In this paper, in order to enable the learning of policies for cooperative persuasive dialogue systems, we tailor each of these elements to the task at hand (Section 4):
Reward: We present a method for defining the reward as a combination of the user goal (user satisfaction), the system goal (persuasive success), and naturalness of the dialogue. This is in contrast to research in reinforcement learning for slot-filling dialogue, where the system aims to achieve only the user goal (Levin, Pieraccini, Eckert, 2000, Williams, Young, 2007, Williams, Young, 2007), or for persuasion and negotiation dialogues, where the system receives a reward corresponding to only the system goal (Georgila, 2013, Georgila, Traum, 2011; Heeman, 2009; Paruchuri et al., 2009). We use a human-to-human persuasive dialogue corpus (Section 3, Hiraoka et al., 2014a) to train predictive models for achievement of a human persuadee’s and a human persuader’s goals, and introduce these models to reward calculation to enable the system to learn a policy reflecting knowledge of human persuasion.

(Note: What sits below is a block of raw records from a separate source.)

PR #2022, opened 2022-02-17
[V5] Improve typing in role's findById and findOrCreate method

itsfaqih:
This PR fixes the docblock of findById and findOrCreate method in Role model to prevent false error reporting in text editor
image


freekmurze:
Thanks!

System Action: We introduce framing (Irwin et al., 2013), which is known to be important for persuasion, as a system action (i.e., system dialogue act). Framing uses emotionally charged words (positive or negative) to explain particular alternatives. In the context of research that applies reinforcement learning to persuasive (or negotiation) dialogue, this is the first work that considers framing in this way. In this paper the system controls the polarity (positive or negative) and the target alternative of framing (see Table 3 for an example of framing).

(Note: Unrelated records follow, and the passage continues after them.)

PR #2039, opened 2022-03-02
Fix Blade Directives incompatibility with renderers

### LINKED ISSUE #2038: @role displaying on page when spatie/markdown in use
**Describe the bug**
When spatie/laravel-markdown and spatie/laravel-permission are installed the @role type directives are displayed as part of the HTML.

**Versions**
- spatie/laravel-markdown: 2.2.1
- illuminate/framework package: v8.83.2

PHP version: 8.0.16

Database version: mysql  v 8.0.28

**To Reproduce**
Have both laravel-markdown and laravel-permission installed and inside a blade view include both <x-markdown> and an @role type directive. When the page is rendered the @role is output as text

`<x-markdown>{{ $markdown }}</x-markdown> @role('admin')<a href='/admin'>Admin Panel</a>@endrole`

**Example Application**
Here is a link to my Github repo containing a minimal Laravel application which shows my problem: https://github.com/kaptk2/permission-issue

**Expected behavior**
I expected the custom blade directives to be honored and not displayed to the end user.

 **Additional context**
This issue also exists with Laravel 9, the example repository above is using Laravel 9.

 - OS: Ubuntu
 - Version 20.04

erikn69:
Closes #2038
>When `spatie/laravel-markdown` and `spatie/laravel-permission` are installed the `@role` type directives are displayed as part of the HTML.

With `spatie/laravel-markdown` all `laravel-permission` blade directives stop working

Based on [spatie/laravel-blade-javascript](https://github.com/spatie/laravel-blade-javascript) which it is working with `spatie/laravel-markdown`
https://github.com/spatie/laravel-blade-javascript/blob/1a0d5daaf91e123799b0250b216f75d30264502a/src/BladeJavaScriptServiceProvider.php#L21

### DIFF
--- a/src/PermissionServiceProvider.php
+++ b/src/PermissionServiceProvider.php
@@ -84,65 +84,65 @@ class PermissionServiceProvider extends ServiceProvider
 
     protected function registerBladeExtensions()
     {
-        $this->app->afterResolving('blade.compiler', function (BladeCompiler $bladeCompiler) {
-            $bladeCompiler->directive('role', function ($arguments) {
-                list($role, $guard) = explode(',', $arguments.',');
+        $bladeCompiler = $this->app['blade.compiler'];
 
-                return "<?php if(auth({$guard})->check() && auth({$guard})->user()->hasRole({$role})): ?>";
-            });
-            $bladeCompiler->directive('elserole', function ($arguments) {
-                list($role, $guard) = explode(',', $arguments.',');
+        $bladeCompiler->directive('role', function ($arguments) {
+            list($role, $guard) = explode(',', $arguments.',');
 
-                return "<?php elseif(auth({$guard})->check() && auth({$guard})->user()->hasRole({$role})): ?>";
-            });
-            $bladeCompiler->directive('endrole', function () {
-                return '<?php endif; ?>';
-            });
+            return "<?php if(auth({$guard})->check() && auth({$guard})->user()->hasRole({$role})): ?>";
+        });
+        $bladeCompiler->directive('elserole', function ($arguments) {
+            list($role, $guard) = explode(',', $arguments.',');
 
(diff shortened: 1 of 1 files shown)


kaptk2:
This PR fixes #2038 on both the example app and my production application

freekmurze:
Thank you @erikn69

pxpm:
@freekmurze , @erikn69 hey guys 👍 Can you give me a bit guidance here ?

We have a project that we were adding directives using the `Blade` Facade directly: `Blade::directive()`, that was not working properly when used with other packages like this one, that used `afterResolving` callback to inject the directives. 

We tougth about a race condition or something, and changed all our code to work with `afterResolving()`, no more problems. 

The change you guys are doing here was done in `laravel-blade-directive` in 2018 https://github.com/spatie/laravel-blade-javascript/commit/6c468f85664275a13c523bca498e1386868082ed

What I think it's strange is that only now this issue poped up, so I guess something internal in higher depencies changed ? Internally in Laravel or something ? Or it should never worked in the `afterResolving` callback ? 

I just want to make sure that applying the same fix you did here to my package will really solve everything. From my understanding, it should work just fine, just want to make sure!

Thanks,
Pedro

erikn69:
Sorry i can't answer that
https://github.com/spatie/laravel-permission/issues/2044#issuecomment-1058409066

pxpm:
Thanks @erikn69 🙏  ! The comment you referred is not the issue in our case. 

@freekmurze , kudos for your amazing work,  Maybe you can shed some ligth here ✌️ ? I can't really find out why it breaks and it drives me crazy, from my understanding using `afterResolving` it's just a callback for the container, not even related with any blade package, it should not break the way it breaks but it does ... why ? 

Thanks for your time guys !! 🙏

Belief State: As the belief state, we use the dialogue features used in calculating the reward function. For example, whether the persuadee has been informed that a particular option matches their preference was shown in human dialogue to be correlated with persuasive success, which is one of the reward factors. Some of the dialogue features reward calculation can not be observed directly by the system, and thus we incorporate them into the belief state.

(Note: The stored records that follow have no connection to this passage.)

Issue #1094, opened 2019-05-07
Enable Eager Loading Roles/Permissions


ragingdave:
In attempting to call getAllPermissions on a model that has already eager loaded the roles and permissions, causes database queries because the getPermissionViaRoles isn't checking if the roles and roles.permissions are already loaded and calling the database regardless of eager loaded state.

a quick fix might be replacing the load call with loadMissing in getPermissionsViaRoles but I'm not sure if that's the right way to go with it. If it is I would gladly write up a PR with that fix, just wanted to see if there was a reason currently that isn't is place.

drbyte:
I'd entertain a PR with tests showing that it solves the problem stated.

NurdTurd:
👍 Just realized for showing comments with user roles as titles, I'm pulling around 15 queries per request. Oof!

drbyte:
Hmmm ... awhile back I was working on a PR to remove some eager loading because it was doing unnecessary queries. Different spot perhaps, but dropping mention of it here for reference https://github.com/spatie/laravel-permission/pull/1056

ragingdave:
In working the fix and tests, I found that it ends up breaking a test in the cache section, which I'm definitely not familiar with yet, so this PR might take a bit more time to complete. Just wanted to give an update. @NurdTurd, temporarily, if you just override the trait method then you can swap the load with loadMissing, but there may be dragons since the the caching could be affected.

NurdTurd:
@ragingdave Thanks for the response, how would I go about changing the method? Do I have to modify vendor stuff? That feels a bit iffy.

NessterGit:
While I understand the need for the eager loading, the loadMissing() behavior bit me in the arse. In case someone lands here from research, and you want to reset the roles and permissions for a new user check or the same user but different team (my use case), you can use 
```
$this->unsetRelation('roles') 
$this->unsetRelation('permissions') 
```
for example in your switchTeam() function before you do the actual team switch. 

Or override the getPermissionsViaRoles() function in your user model (replacing loadMissing() with load()). But this can cause a LOT more queries. Handle with care ;)

drbyte:
@NessterGit what version of this package were you encountering that with?  Do you mind also testing against `v6.0-dev` because we applied some changes in #2412 which addresses relation loading, albeit not inside the getPermissionsViaRoles() method.

NessterGit:
[...]

PR #2553, opened 2023-11-13
Issue assigning team roles when relationship is preloaded

jameshulse:
### Overview

I ran into an issue assigning the same role to a user across multiple teams. The issue I ran into is as follows:

Say I have two teams in the database: "Team1" and "Team2". I want to load users from the database and assign them some role. Let's call it "testRole". They already have "testRole" on Team1, but I want to assign it for Team2.

If the "roles" relationship has been pre-loaded then the line:

    $currentRoles = $this->roles->map(fn ($role) => $role->getKey())->toArray();

In the `HasRoles` trait will see the role on Team1, and not add it for Team2.

### How I ran into the issue

Initially I was loading users from the database and assigning roles in a seeder like so:

```php
setPermissionsTeamId(2);

$users = User::where(...)->get();

foreach ($users as $user) {
    $user->assignRole('testRole');
}
```

As we have [lazy loading disabled](https://laravel.com/docs/10.x/eloquent-relationships#preventing-lazy-loading) in our app this causes an issue in the `spatie/laravel-permission` package [here](https://github.com/spatie/laravel-permission/blob/main/src/Traits/HasRoles.php#L155) as it lazy loads the roles relationship:

```php
$currentRoles = $this->roles->map(fn ($role) => $role->getKey())->toArray();
```

So I updated my snippet above to preload the roles:

```php
setPermissionsTeamId(2);

$users = User::with('roles')->where(...)->get();

...assign roles
```

But now I run into the issue that the role collection has a role with the key `testRole`, so when assigning it in `assignRole` the attachment which uses an `array_diff` won't actually attach a new role to the second team.

### Attempted Solution

As this didn't seem quite right, I have added a unit test to the package to try and reproduce the issue. I naively thought that I can just reload the roles relationship eagerly before we diff the roles, but then other tests fail which are confirming that we don't make unnecessary SQL queryies. Of course we are making a new query so I don't know how to proceed.

Should we allow the roles to be re-loaded, and update the number of allowed SQL queries in the test to be +1? Or is there a better solution here? Maybe if the `roles` relationship is pre-loaded then the line that gets the current role keys can use the current team ID to filter to just the current team?

Something like this (pseudo code):

```php
// Trait\HasRoles.php

public function assignRole(...$roles) {
    ...

    if ($model->exists) {
        $currentRoles = $this->roles
            ->filter(fn $role => $role->pivot->{$teamsKey) == getPermissionsTeamId()) // New filter
            ->map(fn ($role) => $role->getKey())
            ->toArray();

        $this->roles()->attach(array_diff($roles, $currentRoles), $teamPivot);
        $model->unsetRelation('roles');
    } else {
        ...
    }

    ...
}
```

Hopefully we can come to some resolution, if this isn't clear or you have any questions then please feel free to reach out.

Thanks!

### DIFF
--- a/src/Traits/HasRoles.php
+++ b/src/Traits/HasRoles.php
@@ -152,6 +152,8 @@ trait HasRoles
             [app(PermissionRegistrar::class)->teamsKey => getPermissionsTeamId()] : [];
 
         if ($model->exists) {
+            $this->load('roles');
+
             $currentRoles = $this->roles->map(fn ($role) => $role->getKey())->toArray();
 
             $this->roles()->attach(array_diff($roles, $currentRoles), $teamPivot);
--- a/src/Traits/HasRoles.php
+++ b/src/Traits/HasRoles.php
@@ -16,6 +16,8 @@ trait HasRoles
 
     private ?string $roleClass = null;
 
+    private mixed $rolesLoadedWithTeamId = null;
+
     public static function bootHasRoles()
     {
         static::deleting(function ($model) {
@@ -60,6 +62,8 @@ trait HasRoles
         }
 
         $teamField = config('permission.table_names.roles').'.'.app(PermissionRegistrar::class)->teamsKey;
+
+        $this->rolesLoadedWithTeamId = getPermissionsTeamId();
 
         return $relation->wherePivot(app(PermissionRegistrar::class)->teamsKey, getPermissionsTeamId())
             ->where(fn ($q) => $q->whereNull($teamField)->orWhere($teamField, getPermissionsTeamId()));
@@ -152,7 +156,9 @@ trait HasRoles
             [app(PermissionRegistrar::class)->teamsKey => getPermissionsTeamId()] : [];
 
         if ($model->exists) {
-            $this->load('roles');
+            if (getPermissionsTeamId() !== $this->rolesLoadedWithTeamId) {
+                $this->load('roles');
+            }
 
             $currentRoles = $this->roles->map(fn ($role) => $role->getKey())->toArray();
 
--- a/src/Traits/HasRoles.php
+++ b/src/Traits/HasRoles.php
@@ -16,8 +16,6 @@ trait HasRoles
 
     private ?string $roleClass = null;
 
-    private mixed $rolesLoadedWithTeamId = null;
-
     public static function bootHasRoles()
     {
         static::deleting(function ($model) {
@@ -62,8 +60,6 @@ trait HasRoles
         }
 
         $teamField = config('permission.table_names.roles').'.'.app(PermissionRegistrar::class)->teamsKey;
-
-        $this->rolesLoadedWithTeamId = getPermissionsTeamId();
 
         return $relation->wherePivot(app(PermissionRegistrar::class)->teamsKey, getPermissionsTeamId())
             ->where(fn ($q) => $q->whereNull($teamField)->orWhere($teamField, getPermissionsTeamId()));
@@ -156,9 +152,7 @@ trait HasRoles
             [app(PermissionRegistrar::class)->teamsKey => getPermissionsTeamId()] : [];
 
         if ($model->exists) {
-            if (getPermissionsTeamId() !== $this->rolesLoadedWithTeamId) {
-                $this->load('roles');
-            }
+            $this->loadMissing('roles');
 
             $currentRoles = $this->roles->map(fn ($role) => $role->getKey())->toArray();
 
--- a/tests/LazyLoadingTest.php
+++ b/tests/LazyLoadingTest.php
@@ -1,0 +1,17 @@
+<?php
+
+namespace Spatie\Permission\Tests;
+
+class LazyLoadingTest extends TestCase
+{
+    /** @test */
+    public function test_it_does_not_violate_global_lazy_loading_rule()
+    {
+        $this->testUser->preventsLazyLoading = true;
+        $this->testUser->wasRecentlyCreated = false;
+
+        $this->expectNotToPerformAssertions();
+
+        $this->testUser->assignRole('testRole');
+    }
+}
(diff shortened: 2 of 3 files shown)


parallels999:
That is the expected behavior, there is no support across teams. This change would reload the roles for those who do not use teams, which is the majority

If you review other tests and examples you will see that when changing the team the relationships must always be reloaded.

https://github.com/spatie/laravel-permission/blob/641bc2f10d7d5db62f8463a5fc011eb6ce24d3df/tests/TeamHasRolesTest.php#L72-L73
https://github.com/spatie/laravel-permission/blob/641bc2f10d7d5db62f8463a5fc011eb6ce24d3df/tests/TeamHasPermissionsTest.php#L30-L31

jameshulse:
> This change would reload the roles for those who do not use teams, which is the majority

This makes sense, but I would hope there is a solution that we can reach.

I had an idea that we could somehow hook into when the 'roles' relationship is loaded and save the current team ID to a field on the model, then, we only need to reload the roles during assignment etc if the current team ID is different to the one that was set when the roles relationship was last loaded. Does that make sense?

Something like:

```php
setPermissionsTeamId(1)

$user = User::with('roles')->first(); // Some field inside `HasRoles` is set to the current team ID of 1

$user->assignRole('testRole');

setPermissionsTeamId(2);

$user->assignRole('testRole'); // Inside assignRole we check the current team ID (2) vs the ID when the roles were loaded (1), and refresh roles as it is different
```

drbyte:
Over the years, in this package we've gone back and forth between eager-loading and lazy-loading relations under various conditions.

Presently we unset the relations after certain operations in order to allow them to be reloaded only when needed to perform a certain operation that depends on them. In a couple spots we expressly eager-load, again due to the need within that context.

While I'm not thrilled at the additional complexity introduced, I'd entertain a discussion which could lead to a tested PR about offering a configuration flag (perhaps `use_lazy_loading`) where the developer could tell the package that all lazy-loading has been disabled for the entire application, and in that app we could intentionally eager-load according to that flag.

Unfortunately the `setPermissionsTeamId()` method is user-agnostic, so we can't auto-unset those relations when changing teamId.

drbyte:
> somehow hook into when the 'roles' relationship is loaded and save the current team ID to a field on the model, then, we only need to reload the roles during assignment etc if the current team ID is different

Interesting. Ya, some sort of internally cached value to compare against, even if it's just a temporary property that's not persisted to the db.

Or ... maybe since you know exactly for your app that this situation exists (particularly because of the disabled lazy-loading), perhaps every time you use setPermissionsTeamId you know that you can't loop through an array of users without including a reload of relations on each model, so instead of the generic:

```php
// generic, dependent upon lazy-loading:
setPermissionsTeamId(2);

$users = User::where(...)->get();

foreach ($users as $user) {
    $user->assignRole('testRole');
}
```

becomes:

```php
setPermissionsTeamId(2);

$users = User::where(...)->get();

foreach ($users as $user) {
    // must eager-load the relations:
    $user->load('roles');      <------------------------ added this
    $user->assignRole('testRole');
}
```

drbyte:
> I'd entertain a discussion which could lead to a tested PR about offering a configuration flag (perhaps use_lazy_loading) where the developer could tell the package that all lazy-loading has been disabled for the entire application, and in that app we could intentionally eager-load according to that flag.

Thinking more on this, I guess there are some options to explore, as far as the lazy-loading portion goes:
- We could query the (user) model for `->preventsLazyLoading` directly on the model, and eager-load it in such case.
- We could query `Model::preventsLazyLoading()` app-wide and eager-load in that case.

jameshulse:
Thanks @drbyte for the suggestion. I think that will be the solution for our app if we can't find a solution - but it did take some debugging to work out that there was an issue, so other users may be affected.

I actually just pushed up a commit which tracks the team ID between loads - and all the unit tests pass now! Please take a look, I think it could be promising.

jameshulse:
I would need to try out my fix in my app to see if it still works with lazy loading disabled.

And then we may need to look at your solution of querying for lazy loading - maybe this is easier as a configuration setting.

drbyte:
If the situation in your app is because data is stale due to not lazy-loading, then if we are intentional to eager-load in the right places when that feature is set in the app, it should resolve the stale-data situation. I think this package should be responsible for not having stale data insomuch as it has control over that when people use its interface/methods.
I think I'd prefer to avoid the temporary property I suggested earlier if the problem is solved by knowing "when" to eager-load.

jameshulse:
> if we are intentional to eager-load in the right places when that feature is set in the app, it should resolve the stale-data situation

This is a good point. I am kind of working around the issue that arose from the lazy loading violation.

I can have a go at detecting the right time to use eager loading in the package.

parallels999:
same "team tracking" here:
https://github.com/spatie/laravel-permission/blob/641bc2f10d7d5db62f8463a5fc011eb6ce24d3df/src/Traits/HasPermissions.php#L395-L396

jameshulse:
> I think I'd prefer to avoid the temporary property I suggested earlier if the problem is solved by knowing "when" to eager-load.

I have updated `assignRole` to load roles if it is missing (and removed the temporary field completely):

```php
    public function assignRole(...$roles)
    {
        $roles = $this->collectRoles($roles);

        ...

        if ($model->exists) {
            // This check is new
            $this->loadMissing('roles');

            $currentRoles = $this->roles->map(fn ($role) => $role->getKey())->toArray();

            ...
        }
    }
```

And added a test which enforces the lazy loading violation rule.

As expected we no longer get a lazy loading violation **but**, the test I added which assigns a role in one team, changes teams and assigns another without reloading the relationship still fails.

This might show that the initial test I created is a bad test, and users won't be eagerly loading 'roles' and changing teams now that the eager load violation goes away. I will remove the test for now unless you think it is valuable.

I can imagine people may still run into issues changing teams with relationships pre-loaded, but maybe we don't have to solve this issue now (in this PR).

drbyte:
Related #1094 , #2412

Based on this framework, we construct the first fully automated text-based cooperative persuasive dialogue system (Section 5). To construct the system, in addition to the policy module, natural language understanding (NLU), and natural language generation (NLG) are required. We construct an NLU module using the human persuasive dialogue corpus and a statistical classifier. In addition, we construct an NLG module based on example-based dialogue, using a dialogue database created from the human persuasive dialogue corpus.
Using this system, we evaluate the learned policy and the utility of framing (Section 6). To our knowledge, in context of the research for persuasive and negotiation dialogue, it is first time that a learnt policy is evaluated with fully automated dialogue system. The evaluation is done both using a user simulator and real users.
This paper comprehensively integrates our work in Hiraoka et al. (2014b) and Hiraoka et al. (2015), with a more complete explanation and additional experiments. Specifically regarding the additional experimental results, in this paper we additionally perform 1) experimental evaluation using a reward function which exactly matches the learning phase (6.1.1 Evaluation for the learned policy and framing, 6.2 Complete system evaluation with real users), and 2) an evaluation of the effect of NLU error rate (Section 6.1.2).
Section snippets
Reinforcement learning
In reinforcement learning, policies are updated based on exploration in order to maximize a reward. In this section, we briefly describe reinforcement learning in the context of dialogue. In dialogue, the policy is a mapping function from a dialogue state to a particular system action. In reinforcement learning, the policy is learned to maximize the reward function, which in traditional task-based dialogue system is user satisfaction or task completion (Walker et al., 1997). Reinforcement
Cooperative persuasive dialogue corpus
In this section, we give a brief overview of cooperative persuasive dialogue, and a human dialogue corpus that we use to construct the dialogue models and dialogue system described in later sections. Based on the persuasive dialogue corpus (Section 3.1), we define and quantify the actions of the cooperative persuader (Section 3.2). In addition, we annotate persuasive dialogue acts of the persuader from the point of view of framing (Section 3.3).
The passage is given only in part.